Chapter 4 Mineral Reactions, Stability, and Behavior
I. Crystallization
a. Crystals are formed from solutions, melts and vapors – these are disordered states with random distribution,
i. Change temperature,
ii. Pressure,
iii. And Concentration
iv. Solution
1. Sodium chloride with slow evaporation, crystals will grow, size depends on time
2. lowering temperature or pressure, hot water and/or high pressure dissolves more salt than cold water
v. Melt
1. Crystallization from fusion is ice crystals, water is fused ice?
2. Crystal growth in a cooling magma is the result of two competing tendencies
a. Thermal vibrations that tend to destroy the nuclei of potential minerals
b. Attractive forces that tend to aggregate atoms (and/or ions) into crystal structures.
c. As the temperature falls, the second tends to dominate
vi. Vapor
1. less common
2. Sulfur in volcanic fumaroles.
b. Crystal growth
i. First step is nucleation with a nucleus or seed
1. Not all becomes a crystal as the nucleus and dissolve or break down, due to a high surface area with a high degree of unsatisfied ions
2. It must grow rapidly to reduce its surface energy, reach a critical size
ii. After the critical size has been reached, then the surface energy shapes the crystal, edges have more energy in some ionic bonds producing a dendritic habit
c. Intergrowths of crystals
i. Most grow in random aggregates of anhedral grains
ii. Common intergrowths of well-formed crystals are not random in nature.
1. parallel growths of same substance
2. Twins of same minerals
3. epitaxis growths of different substance such as staurolite and kyanite
II. Mineral reactions
a. Reactions in an Igneous Regime
i. 95% of upper 10 miles of earth’s crust.
ii. Formed from magma about 900 to 1600C
iii. Composed of several elements see page 107
iv. Definite order of crystallization (if elements are available)
v. Bowen’s reaction series
1. Continuous reactions
a. Solid solution series where the composition of early formed crystals change continuously due to interactions with the surrounding melt
2. Discontinuous
a. In which early formed crystals react with the melt to give rise to new minerals with different crystal structures and chemical compositions
3. Magmatic differentiation
4. Involves Mg-Fe-rich igneous silicates
5. Crystals can settle out thus changing the composition of melt
6. lower of the series is the higher order of crystallization which affect weathering properties etc.
b. Reactions under metamorphic conditions
i. Preexisting rocks
ii. Changes caused by temperature, pressure, and shearing stress
iii. Weathering and chemical reactions are not involved and are listed in other categories
iv.
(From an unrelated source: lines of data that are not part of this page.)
PR #721, opened 2023-01-09
test: add test for browser compatibility

### LINKED ISSUE #284: Create test to `browser compatibility`

See also:

Dhaiwat10:
- Related to (but does not close) #284 
- This PR adds one unit test to the `fuels` package that scans the browser bundles of all the child packages exported by the umbrella `fuels` package for any references to Node.js built-in modules that may cause the package to break in a browser environment.
- We have discussed that we should try running all of our tests in a browser environment on top of our current setup which is a Node.js environment, but I don't think we have yet decided on how exactly to go about that. I think this test might be an alternative approach to that same problem, or an added layer of safety in terms of browser compatibility - depends on how we look at it. 

Keeping this a draft for now. Just an idea.


packages/fuels/src/index.test.ts
```diff
@@ -1,5 +1,40 @@
...
+    const moduleName = importMatch[1];
+    listOfModules.add(moduleName);
+  }
+
+  const exportRegex = /export\s+(?:.+\s+from\s+)?["'](.+)["'];?/g;
+  let exportMatch;
+  while ((exportMatch = exportRegex.exec(formattedBundleContent))) {
+    const moduleName = exportMatch[1];
+    listOfModules.add(moduleName);
+  }
```
Dhaiwat10, line 33: The approach that I have gone with is scanning the bundled files for `require` and `import` statements to check for any references to Node.js built-in modules that are only available in a Node environment and not in a browser. I am not sure if this is the absolute best way to go about this, but I have checked that it _does_ get the job done.

arboleya: The rationale is valid, but it'd be hard to have certainty about the complete required stack, since we don't control all the libraries in use. For example, we can import an NPM package that uses some native module, which might be hard or impossible to detect, especially if we consider multiple nested dependencies.

In the end, I believe a declarative approach will suit us better.

One inspiration is how [jest-runner-groups](https://github.com/eugene-manuilov/jest-runner-groups) does it using manual tags.

Dhaiwat10:
Closing this in favor of #728

Issue #615, opened 2022-11-22
Typegen - Add support for Sway Predicates


arboleya:
Also - would we be able to simplify creating JSON abi for Predicates? See this [test file](https://github.com/FuelLabs/fuels-ts/blob/master/packages/fuel-gauge/src/predicate.test.ts#L63-L92). Predicates cannot product ABI from Sway, so developers need to _manually_ type up an ABI JSON structure in order to pass params into Predicates correctly and safely. Its pretty harsh

_Originally posted by @camsjams in https://github.com/FuelLabs/fuels-ts/pull/570#pullrequestreview-1189400462_

arboleya:
@camsjams Do you know why Predicates cannot produce ABI from Sway files?

If we can't start to form a `.sw` file, I can't see how we could skip assembling the JSON by hand.

Ideas?

arboleya:
It seems like we do have ABI generation for Predicates:
 - https://github.com/FuelLabs/sway/issues/2581

Issue #330, opened 2022-06-14
Typegen - Add support for Sway Scripts


AlicanC:
We now generate ABI JSONs for Sway scripts: https://github.com/FuelLabs/sway/pull/1838

We can use those to generate code and types like we do for contracts in `typechain-target-fuels`.

PR #729, opened 2023-01-13
refactor: reenabling Handlebars (`.hbs`) support

arboleya:
As I've started approaching #330 and #615, having a transpilation step for handling `.hbs` became a huge PITA.

This PR revives my initial approach to handling `.hbs` directly, fixing the little intricacies that didn't work before.


Dhaiwat10 (dismissed):
LGTM but I will add that I'm still not very confident about my understanding of the source code of the `abi-typegen` package so I might have missed something 😅

arboleya:
@Dhaiwat10 Thanks for reviewing. The changes here are mainly for configurations and special loaders for `ts-node`, `jest`, and `tsup`, which we need to handle `.hbs` templates directly, as text. I previously tried that but struggled with the `jest` configs. This PR is the conclusion of the first attempt.

luizstacio (approved):

luizstacio (approved):

digorithm (approved):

Solid state reactions
v. Isochemical – bulk chemistry of a rock remains constant
1. Under high temperatures, some chemicals can be destroyed such as slate to shist
2. Dehydration can occur
3. Decarbonation
vi. Metasomatism – the addition of elements introduced into the rock by circulating fluids
vii. Contact
1. concentric zones (aureoles) around hot igneous intrusive bodies.
2. Lack schistosity
3. large temperature gradient producing zones that differe greatly in mineral assemblages
4. Sandstone to quartzites, shales to hornfels, etc.
viii. Regional
1. Increases in T or P or both on a regional scale (few hundred to thousands of miles in extent)
2. Response to mountain building or deep burial of rocks
ix. Both reflect an increases in temperature (progressive or prograde metamorphism)
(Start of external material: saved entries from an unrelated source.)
PR #733, opened 2023-01-16
feat: add helper params to `buildBlockExplorerUrl`

### LINKED ISSUE #622: Add helper params like `txId` and `address` to `buildBlockExplorerUrl`
### Motivation

The [`buildBlockExplorerUrl`](https://github.com/FuelLabs/fuels-ts/blob/dp/issue-600/packages/providers/src/util.ts#L104) helper function requires you to pass in the `path` that you want to append to the base block explorer URL. This is what the current usage looks like:

```ts
const url = buildBlockExplorerUrl({ path: '/address/0x123' });

// or
const url = buildBlockExplorerUrl({ path: '/transaction/0x123456' });
```

Maybe we can improve the DX by adding helper params like `txId`, `address`, `blockNumber`, etc.

### Usage example

This is what the usage could look like:

```ts
const url = buildBlockExplorerUrl({ address: '0x123' });

const url = buildBlockExplorerUrl({ transaction: '0x123456' });
```

### Possible implementations

Implementing these params will require us to assume that all the block explorers that we are building URLs for follow the same conventions for displaying addresses, transactions, etc.

i.e.
`<explorer base url>/address/<address>`
`<explorer base url>/transaction/<transaction id>`

Dhaiwat10:
## Summary
This PR adds three new helper params to the util function `buildBlockExplorerUrl` to make it easier for people to build explorer links.

Closes #622


packages/providers/src/util.ts
```diff
@@ -98,23 +98,87 @@ export const calculateTransactionFee = ({
...
+    },
+    {
+      key: 'txId',
+      value: txId,
+    },
+    {
+      key: 'blockNumber',
+      value: blockNumber,
+    },
+  ];
```
arboleya, line 148: Extra line break.

```suggestion
  ];

```

packages/providers/src/util.ts
```diff
@@ -98,23 +98,87 @@ export const calculateTransactionFee = ({
...
+      key: param.key,
+      value: param.value,
+    }));
+  if (definedValues.length > 1) {
+    throw new Error(
+      `Only one of the following can be passed in to buildBlockExplorerUrl: ${customInputParams
+        .map((param) => param.key)
+        .join(', ')}`
+    );
+  }
```
arboleya, line 161: Extra line break.

```suggestion
  }

```

packages/providers/src/util.ts
```diff
@@ -98,23 +98,87 @@ export const calculateTransactionFee = ({
...
+        .join(', ')}, path`
+    );
+  }
+  if (path && definedValues.length > 0) {
+    throw new Error(
+      `You cannot pass in a path to buildBlockExplorerUrl along with any of the following: ${customInputParams
+        .map((param) => param.key)
+        .join(', ')}`
+    );
+  }
```
arboleya, line 175: Adding fn blocks inside backtick strings can often become hard to read/maintain. Perhaps setting these values on a variable before throwing the error might be cleaner:

```suggestion
    const inputKeys = customInputParams.map(({ key }) => key).join(', ')
    throw new Error(
      `You cannot pass in a path to buildBlockExplorerUrl along with any of the following: ${inputKeys}`
    );
  }
```

packages/providers/src/util.ts
```diff
@@ -98,23 +98,87 @@ export const calculateTransactionFee = ({
...
+  if (definedValues.length === 0 && !path) {
+    throw new Error(
+      `One of the following must be passed in to buildBlockExplorerUrl: ${customInputParams
+        .map((param) => param.key)
+        .join(', ')}, path`
+    );
+  }
```
arboleya, line 168: Extra line break.

```suggestion
  }

```

packages/providers/src/util.ts
```diff
@@ -98,23 +98,87 @@ export const calculateTransactionFee = ({
...
+      key: 'txId',
+      value: txId,
+    },
+    {
+      key: 'blockNumber',
+      value: blockNumber,
+    },
+  ];
+  const definedValues = customInputParams
+    .filter((param) => param.value)
```
arboleya, line 150: Here I assume you want to filter all items with a non-null `value`. For this purpose, I think we could do it like:

```suggestion
    .filter((param) => !!param.value)
```

packages/providers/src/util.ts
```diff
@@ -98,23 +98,87 @@ export const calculateTransactionFee = ({
...
+    .map((param) => ({
+      key: param.key,
+      value: param.value,
+    }));
```
arboleya, line 154:
```suggestion
    .map(({ key, value) => ({ key, value }));

```

packages/providers/src/util.test.ts
```diff
@@ -71,4 +71,45 @@ describe('Providers utils', () => {
...
+    // passing in multiple helper params should throw
+    expect(() =>
+      buildBlockExplorerUrl({
+        blockExplorerUrl: 'explorer.fuel.sh',
+        providerUrl: 'rpc.fuel.sh',
+        address: '0x123',
+        txId: '0x123',
+        blockNumber: 123,
+      })
+    ).toThrow();
```
arboleya, line 85: Please, try always to match something about the thrown Error message to ensure that the error being thrown is the expected one and not another (_sometimes, even unrelated_) error. This can be useful against false positives.

You can use strings or regexes for this.

```suggestion
    ).toThrow(/My pretty regex here/);
```

arboleya (changes requested):
Looking good overall. I added some _(optional)_ aesthetic suggestions and a note about error matching in the tests.

packages/providers/src/util.ts
```diff
@@ -98,23 +98,87 @@ export const calculateTransactionFee = ({
...
+    case 'address':
+      return `address/${value}`;
+    case 'txId':
+      return `transaction/${value}`;
+    case 'blockNumber':
+      return `block/${value}`;
+    default:
+      return `/${key}/${value}`;
+  }
+};
```
LuizAsFight, line 112: can we avoid conditional doing on this style?


```
const pathMap = {
    'address': `address`,
    'txId': `transaction`,
    'blockNumber': `block`
  };
  const path = pathMap[key] || key;
  return `${path}/${value}`;
```

LuizAsFight (changes requested):

Dhaiwat10:
Thanks for the suggestions @arboleya @LuizAsFight, super helpful!

arboleya (approved):

LuizAsFight (approved):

1. Arrested prograde example is muscovite gives way to several products such as K feldspar, biotite, spinel and corundum
2. Arrested retrograde example is pyroxene to a complex mixture of hydrous silicates
x. However, when assemblages of high-temp origin (such as igneous rocks) fail to survive conditions of lower-temp metamorphism the process is referred to as retrograde to retrogressive metamorphism.
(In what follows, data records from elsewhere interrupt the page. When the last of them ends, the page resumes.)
PR #745, opened 2023-01-20
feat!: add main arg support to Scripts

### LINKED ISSUE #698: Add support for `Script` `main()` arguments
Currently, you can pass the script data to a `Script`, but if the script you're integrating with takes `main()` arguments, I believe there's no interface to handle it, [like in the Rust SDK](https://fuellabs.github.io/fuels-rs/v0.33.0/getting-started/running-scripts.html).

This support should be added.

camsjams:
closes #698 

Follow-up in here for additional testing: #757


packages/abi-coder/src/interface.ts
```diff
@@ -150,6 +150,29 @@ export default class Interface {
     return concat([selector, new BooleanCoder().encode(isRef), args]);
   }
 
+  encodeMainFunctionData(
```
arboleya, line 153: These two methods are almost identical; do we need them both?

 - `encodeMainFunctionData`
 - `encodeFunctionData`

I see the little differences in the code, but I need help understanding them.

I guess the questions are:
 1. Are `contract` functions different from `script` functions?
 2. Could something else be changed _(in the `ScriptFactory` or elsewhere)_ to avoid duplicating this method?

packages/script/src/script-factory.ts
```diff
@@ -0,0 +1,106 @@
...
+  wallet: BaseWalletLocked;
+
+  constructor(bytecode: BytesLike, abi: JsonAbi | Interface, wallet: BaseWalletLocked) {
+    this.bytecode = bytecode;
+    this.wallet = wallet;
+    if (abi instanceof Interface) {
+      this.interface = abi;
+    } else {
+      this.interface = new Interface(abi);
+    }
```
arboleya, line 38: Overloading the `abi` parameter seems unnecessary; we could accept `JsonAbi` only.

```suggestion
  constructor(bytecode: BytesLike, abi: JsonAbi, wallet: BaseWalletLocked) {
    this.bytecode = bytecode;
    this.wallet = wallet;
    this.interface = new Interface(abi);
```

packages/script/src/script-factory.ts
```diff
@@ -0,0 +1,106 @@
...
+
+  async callScript(args: Data): Promise<{
+    transactionResult: TransactionResult<any>;
+    response: TransactionResponse;
+    value: any;
+    logs: any[];
+  }> {
+    if (!this.wallet) {
+      return logger.throwArgumentError('Cannot call without wallet', 'wallet', this.wallet);
+    }
```
arboleya, line 91: I wonder if it'd make sense to receive the `wallet` as a parameter on the `call()` method instead.

docs/_guide/scripts/calling-a-script.md
```diff
@@ -4,4 +4,16 @@
...
+
+You can access this low-level helper using `import { callScript } from 'fuels';`.
+
+## Calling a script with a `main` function that takes arguments
+
+Suppose your Sway script `main` function is written using the arguments passed to the `main` function like so:
+
+[@code:rust](./packages/fuel-gauge/test-projects/script-main-args/src/main.sw#typedoc:script-with-main-args)
+
+You can still hand code out a solution wrapper using `callScript` utility to call your script with data. However, if you prefer to use the ABI generated from your script, you can use the `ScriptFactory` helper:
```
arboleya, line 17: I wonder if having multiple ways of calling `Script`'s can cause more confusion than clarity.

I think the approach in `ScriptFactory` is superior and should be the only one.

packages/fuel-gauge/src/script-main-args.test.ts
```diff
@@ -0,0 +1,82 @@
...
+};
+
+describe('Script Coverage', () => {
+  it('can call script and use main arguments', async () => {
+    const wallet = await setup();
+    // #region typedoc:script-call-factory
+    const scriptInstance = new ScriptFactory<BigNumberish>(scriptBin, scriptAbi).script;
+    const foo = 33;
+
+    const { value, logs } = await wallet.callScript<BigNumberish[], BigNumberish>(scriptInstance, [
```
luizstacio, line 35: I think this types should follow the types of [InvokeFunction](https://github.com/FuelLabs/fuels-ts/blob/cef77013e14461b07a525213046859ba1013dd29/packages/contract/src/types.ts#L34) it will help too keep consistency and I think it what you are looking for.

```suggestion
    const { value, logs } = await wallet.callScript<BigNumberish[], BigNumberish>(scriptInstance, [
```

packages/script/src/script-factory.ts
```diff
@@ -0,0 +1,145 @@
...
+    const response = await this.provider.sendTransaction(request);
+    const transactionResult = await response.waitForResult();
+    const result = this.script.decodeCallResult(transactionResult);
+
+    return {
+      transactionResult,
+      response,
+      value: result.value,
+      logs: result.logs,
+    };
```
arboleya, line 143: @camsjams Quick questions:

1. Do the `Contract` calls also expose internal req/res stuff?
2. Why are they helpful in the `Script` context?

Besides, I usually like wrapping non-essential output data in a `meta` property to indicate that they are secondary.

See what you think.

```suggestion
    const request = await this.buildScriptTransaction<TInput>(data, options);
    const response = await this.provider.sendTransaction(request);
    const result = await response.waitForResult();
    const meta = { request, response, result }
    
    const { value, logs } = this.script.decodeCallResult(transactionResult);

    return { value, logs, meta }
```

packages/script/src/script-factory.ts
```diff
@@ -0,0 +1,145 @@
...
+    options?: BuildScriptOptions
+  ): Promise<
+    {
+      transactionResult: TransactionResult<'success' | 'failure'>;
+      response: TransactionResponse;
+    } & Result<TOutput>
+  > {
+    if (!this.provider) {
+      throw new Error('Provider is required');
+    }
```
arboleya, line 131: This condition seems unnecessary since now the constructor requires a `walletOrProvider` to be non-null.

```suggestion
```

arboleya (changes requested):
Looking good in general; I've just left some final comments.

----

At last, I noticed you went with an `options` parameter in the `ScriptFactory.call()` method instead of the chained-methods approach used in `Contract`'s, i.e.:
 - `contract.txParms(..).call(...)`

Without full knowledge of the discrepancies in play, I feel it would be best to have a similar API for interacting with `Script`, `Predicate`, and `Contract` — using chained methods if we'd mimic the current `Contract` implementation.

I can file a new issue for evaluating this option if you agree.

What do you think?

> **Note** _I believe @luizstacio also mentioned something related to the pattern defined by `InvokeFunction`, which could help with standardization._

arboleya:
@camsjams Using similar APIs could be more intuitive. However, I still need to get more familiar with everything, and your reasoning about the differences makes sense to me.

packages/script/src/script-factory.ts
```diff
@@ -0,0 +1,141 @@
...
+      this.provider = walletOrProvider.provider;
+      this.wallet = walletOrProvider;
+    } else {
+      this.provider = walletOrProvider;
+      this.wallet = null;
+    }
+
+    this.script = new Script(
+      bytecode,
+      (args: InputValue<void>[]) =>
```
luizstacio, line 50: Extract this to another function in the class would help with code readability if this is intended to be use only internal we can make it private

luizstacio: Maybe create a `buildScript`?

luizstacio (changes requested):

luizstacio (approved):

digorithm:
> > @arboleya
> > At last, I noticed you went with an `options` parameter in the `ScriptFactory.call()` method instead of the chained-methods approach used in `Contract`'s, i.e.:
> > 
> > * `contract.txParms(..).call(...)`
> 
> This is a good point, although the reason I excluded this is that the chainability is more useful in Contracts where you can change the:
> 
> * required coins
> * add contracts
> * add call/ add calls
> 
> However, the `call` function within https://github.com/FuelLabs/fuels-ts/blob/master/packages/contract/src/contracts/functions/base-invocation-scope.ts#L210 still has the options as a param there, so my goal was to at least match that basic feature.
> 
> Contracts have a lot more features since there are multiple functions, multicalls, and more going on.
> 
> But yes, I will refactor to use the `InvokeFunction` and `FunctionInvocationScope` patterns more closely. I think the main concern I had was that those are defined in `Contract` which depends on `Script` so it involves some deeper refactoring.
> 
> @arboleya @digorithm @Dhaiwat10 @luizstacio please let me know if you have any questions. Otherwise I am going to update per my last comment here.

I understand that the fact that `Script`s are simpler, you went with a simpler configuration approach (optional parameter). 

But, I believe API consistency should take precedence here. I can definitely see people complaining because, for contracts you'd do `contract.txParms(...).call(...)` and then, when running a script, the _same_ configuration (tx params) would now be `script.call([params...], {...})`. I'm sure it's worth delaying a bit and putting some effort to keep the API consistent. Note that this consistency would even span across _languages_, as the Rust SDK is also like that (https://fuellabs.github.io/fuels-rs/v0.36.0/getting-started/running-scripts.html?highlight=script#running-scripts-with-transaction-parameters). That'd be such a nice detail 😃

packages/script/src/functions/invocation-scope.ts
```diff
@@ -0,0 +1,204 @@
...
+              receipt: scriptResult.returnReceipt,
+            }
+          );
+        }
+
+        let value;
+        if (scriptResult.returnReceipt.type === ReceiptType.Return) {
+          value = scriptResult.returnReceipt.val;
+        }
+        if (scriptResult.returnReceipt.type === ReceiptType.ReturnData) {
```
luizstacio, line 69: Can we use a switch instead of if's here?

luizstacio (changes requested):
-  Small comment to improvement the code
- Add a comment to remove the warning of any
- I think we have room to create a common abstract code between the script and contract and reduce the amount of "duplication" don't know if needs to be now.

packages/providers/src/provider.ts
```diff
@@ -190,6 +190,10 @@ export type BuildPredicateOptions = {
   fundTransaction?: boolean;
 } & Pick<TransactionRequestLike, 'gasLimit' | 'gasPrice' | 'maturity'>;
 
+export type BuildScriptOptions = {
+  fundTransaction?: boolean;
+} & Pick<TransactionRequestLike, 'gasLimit' | 'gasPrice' | 'maturity'>;
+
```
arboleya, line 196: @camsjams It looks like `BuildScriptOptions` is not used anywhere. 

Or is it?

arboleya (changes requested):
Left a minor question/request about `BuildScriptOption`.

----

At this point, this PR has grown considerably since the first iteration, and I had a hard time understanding all the interconnected parts. I must admit I still didn't.

However, I feel that we started duplicating logic, as @luizstacio pointed out, especially on the `invocation-{scope,results}` side of things. On the one hand, I fear that if we push this PR too far ahead, we might suffer from the delay; but I also fear that duplication might be harder to purge as time passes.

By only reading the code, my instinct tells me that the `contract` stuff might derive from `script`, as `script` seems simpler. But again, it's hard for me to estimate the effort required here, and I don't know if it should be done on this PR or in the future.

Please, feel free to do as you see fit, but I'd appreciate it if you could take a few mins to elaborate on your reasons and share your thoughts so we can all be on the same page.

Torres-ssf (approved):

packages/script/src/script-factory.ts
```diff
@@ -0,0 +1,23 @@
...
+    this.bytecode = bytecode;
+    this.interface = new Interface(abi);
+
+    this.account = account;
+  }
+
+  prepareScript(): Script<TInput, TOutput> {
+    return new Script<TInput, TOutput>(this.bytecode, this.interface, this.account);
+  }
+}
```
luizstacio, line 23: I think we could remove ScriptFactory and use directly `new Script` without the need first to do `new ScriptFactory` and then do `prepareScript()`.

luizstacio (approved):

Torres-ssf (approved):

packages/program/src/script-request.ts
```diff
@@ -0,0 +1,183 @@
...
+    | TransactionResultRevertReceipt;
+  callResult: CallResult;
+};
+
+function callResultToScriptResult(callResult: CallResult): ScriptResult {
+  const receipts = [...callResult.receipts];
+
+  // Every script call ends with two specific receipts
+  // Here we check them so `this.scriptResultDecoder` doesn't have to
+  const scriptResultReceipt = receipts.pop();
```
digorithm, line 46: I know this is not coming from this PR, but this refactor just brought this to my attention now: we're hard-coding the assumptions that the receipts are ordered. If that changes in the future, it'll trigger some gnarly errors. 

I'm sure it's fine for now, but we should, maybe, refactor this not to assume order and filter the receipts we're looking for in the `receipts`. 

It shouldn't be a gating thing; we can open an issue for this, incur the tech debt now, and address this later.

digorithm (approved):
Good stuff -- looks pretty clean to me.

packages/program/src/script-request.ts
arboleya: Issue created:
 - https://github.com/FuelLabs/fuels-ts/issues/802

arboleya (approved):
The addition of the `program` package couldn't feel more appropriate. 😌

Dhaiwat10 (approved):
Brilliant!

c. Reactions in a Weathering Environment
i. Stabilities relate to Bowen’s reactions series
ii. Three important high tempt minerals
1. layer silicates such as kaolinite and montmorillonite
a. ex. Orthoclase to muscovite to kaolinite
b. ex. Silimanite with quartz to kaolinite
2. Silica in solution as H4SiO4
3. Metal ions in solution
d. Ultrahigh-Pressure reactions
i. Mantle
1. change in density
2. change in temperature
ii. Makeup of the upper part of the mantle has been sampled directly in places where rocks have been brought to the earth’s surface by violent volcanic events as seen in kimberlite pipes
1. Most have their root zones in the upper mantle in a depth range of about 150 to 200 km. Some found in roots of mountains at about 100 km down that were later uplifted and exhumed
iii. Lab tests, using diamond anvil cell see page 113
iv. Minerals change with increasing pressure, see page 114
III. Mineral stability
a. Phase diagrams
i. The behavior of solids, liquids and gases under variable external conditions can be express in what is known as a phase diagram (phase meaning homogeneous substance with a well defined set of physical and chemical properties and can be used instead of the term mineral)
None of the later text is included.